Types and Choice: EDTA (Ethylenediaminetetraacetic acid) and EGTA (ethylene glycol tetraacetic acid) are the widely used chelating agents. The latter one has a lower affinity for Mg++ ions, as compared to EDTA. Hence, it is used when Ca++ ions need to be selectively sequestered.

Other Additives

Osmotic Stabilizers: Glucose, sucrose, sorbitol, and glycerol may be added for osmotic stability, and preventing the cellular components from osmotic shock that may occur during the sudden rupturing of cell membrane.
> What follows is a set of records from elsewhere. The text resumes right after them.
PR #137, opened 2016-08-15
Make the override hostname public

robbrockbank:
Need to make the override hostname public so that I can check it's actually being used in the test.


ozdanborne:
LGTM

PR #138, opened 2016-08-19
Add cluster GUID

fasaxc:


calico_containers/pycalico/datastore.py
```diff
@@ -291,9 +292,25 @@ def ensure_global_config(self):
...
+        # Create our Cluster GUID (if it does not already exist).
+        self._create_cluster_guid(CLUSTER_GUID_PATH)
+
         # We are always ready.
         self.etcd_client.write(CALICO_V_PATH + "/Ready", "true")
 
+    def _create_cluster_guid(self, key):
+        """
+        Create a globally unique cluster GUID.  Write it idempotently into the
+        datastore, if an exist cluster GUID doesn not already  exist.
```
fasaxc: Typo: `if an exist cluster GUID doesn not already  exist`

calico_containers/pycalico/datastore.py
```diff
@@ -291,9 +292,25 @@ def ensure_global_config(self):
         # Disable felix status reporting, which consumes etcd write bandwidth.
         self._write_global_config(FELIX_REPORTING_INTERVAL_PATH, "0")
 
+        # Create our Cluster GUID (if it does not already exist).
+        self._create_cluster_guid(CLUSTER_GUID_PATH)
+
         # We are always ready.
         self.etcd_client.write(CALICO_V_PATH + "/Ready", "true")
 
+    def _create_cluster_guid(self, key):
```
fasaxc: It's a little subtle, but this method doesn't always create a cluster GUID; I'd be tempted to call it `_ensure_cluster_guid`

calico_containers/pycalico/datastore.py
```diff
@@ -291,9 +292,25 @@ def ensure_global_config(self):
...
+        """
+        Create a globally unique cluster GUID.  Write it idempotently into the
+        datastore, if an exist cluster GUID doesn not already  exist.
+        The prevExist=False ensures an idempotent create operation.
+        """
+        try:
+            self.etcd_client.read(key)
+        except EtcdKeyNotFound:
+            UUID = uuid.uuid4()
```
fasaxc: Nit: we generally follow PEP-8 naming/formatting conventions so UUID should be lower-case.  Note: the name uuid will clash with the module import so you could call it `guid`.

calico_containers/pycalico/datastore.py
```diff
@@ -291,9 +292,25 @@ def ensure_global_config(self):
...
+            uuid_string = UUID.get_hex()
+            self.etcd_client.write(key, uuid_string, prevExist=False)
```
fasaxc: If the CaS fails, `write()` will raise an exception (I think it'll be `EtcdCompareFailed`), which you should catch and ignore.

fasaxc: Actually, the exception might be `EtcdAlreadyExist`

calico_containers/pycalico/datastore.py
```diff
@@ -291,9 +292,25 @@ def ensure_global_config(self):
...
 
+        # Create our Cluster GUID (if it does not already exist).
+        self._create_cluster_guid(CLUSTER_GUID_PATH)
+
         # We are always ready.
         self.etcd_client.write(CALICO_V_PATH + "/Ready", "true")
 
+    def _create_cluster_guid(self, key):
+        """
+        Create a globally unique cluster GUID.  Write it idempotently into the
```
fasaxc: Again, fairly subtle, but I think you could make this comment more accurate by saying 

```
Ensures that etcd contains a GUID for the cluster.
Creates the GUID (safely with CaS) if it doesn't exist.
```

fasaxc:
General feedback:
- Since this is the first code I've reviewed for you, I've erred on the side of commenting on every detail that I noticed.  Please don't be put off by the volume of comments!
- Feel free to put up a PR earlier in the process.  That lets our CI tests run against the code and enables the github code-review tools.  We often flag in-progress changes with [do not merge] or [WiP] in the title; but in general, no-one's going to review your code until you ask for a code review anyway.
- We have good UT coverage in libcalico, please can you fix up the UTs and add some UT for the new feature.  You should make sure you know how to run the UTs locally too.
- I noticed the commit history was just a series of "dev work" commits.  Do you have a plan to clean those up?  (I'd like to have a more informative history by the time this gets merged.)
- I recommend creating a branch even though you're in your own fork.  It makes it much easier to keep track once you have more than one set of changes in flight.

calico_containers/pycalico/datastore.py
mikev: Will do...

I've spent the past two years programming in Erlang, where the convention is the opposite :-)

calico_containers/pycalico/datastore.py
mikev: fixed.

calico_containers/pycalico/datastore.py
mikev: Changed name.

calico_containers/pycalico/datastore.py
```diff
@@ -291,9 +292,31 @@ def ensure_global_config(self):
         # Disable felix status reporting, which consumes etcd write bandwidth.
         self._write_global_config(FELIX_REPORTING_INTERVAL_PATH, "0")
 
+        # Create our Cluster GUID (if it does not already exist).
+        self._ensure_cluster_guid(CLUSTER_GUID_PATH)
```
robbrockbank: Why not just use _write_global_config() here rather than implementing a new method to do the same thing.  It means you have to create a UUID regardless of whether you need to, but that shouldn't be much of an overhead for start of day.

calico_containers/pycalico/datastore.py
```diff
@@ -291,9 +292,31 @@ def ensure_global_config(self):
...
+            self.etcd_client.read(key)
+        except EtcdKeyNotFound:
+            guid = uuid.uuid4()
+            guid_string = guid.get_hex()
+            try:
+                self.etcd_client.write(key, guid_string, prevExist=False)
+            except EtcdAlreadyExist:
+                # ignore
+                pass
+            else:
```
robbrockbank: This else branch is redundant.

calico_containers/pycalico/datastore.py
fasaxc: Does `_write_global_config` bail out if the config already exists?  We don't want to update the UUID if it's already there.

In addition, they also help stabilize lysosomal membranes, thereby, reducing the release of degradative enzymes from the lysosomal lumen.

Salts: Disruption of cells and the release of cellular components into the medium, may alter the ionic strength of the medium. In order to deal with this and maintain ionic strength, salts, like sodium chloride [NaCl], potassium chloride [KCl], and ammonium sulfate [(NH4)2SO4] may be added.

Enzymes: Depending on the target macromolecules to be isolated from cells, lytic enzymes may be added to either protect them from the action of other enzymes, or degrade the remaining macromolecules that may contaminate the lysate.

For example, in case of protein purification, nucleases may be added to degrade the nucleic acids of the cell. Also, protease inhibitors may be added to prevent the breakdown of proteins. On the other hand, in case of isolation of nucleic acids, proteases may be added to degrade the proteins and eliminate them. In case of DNA isolation, RNases may be added to prevent contamination by RNA molecules. While dealing with bacterial cells, lysozyme is added to lyse cell walls by cleaving the peptidoglycan linkages present in their cell walls.

Cell lysis solutions are used for the chemical disruption of cells, and may also be used in a combination with other methods, like homogenization, sonication, grinding, freeze-thaw techniques, etc. This is especially useful for lysis of fungal cells and plant cells, since they have strong cell walls around the cell membranes.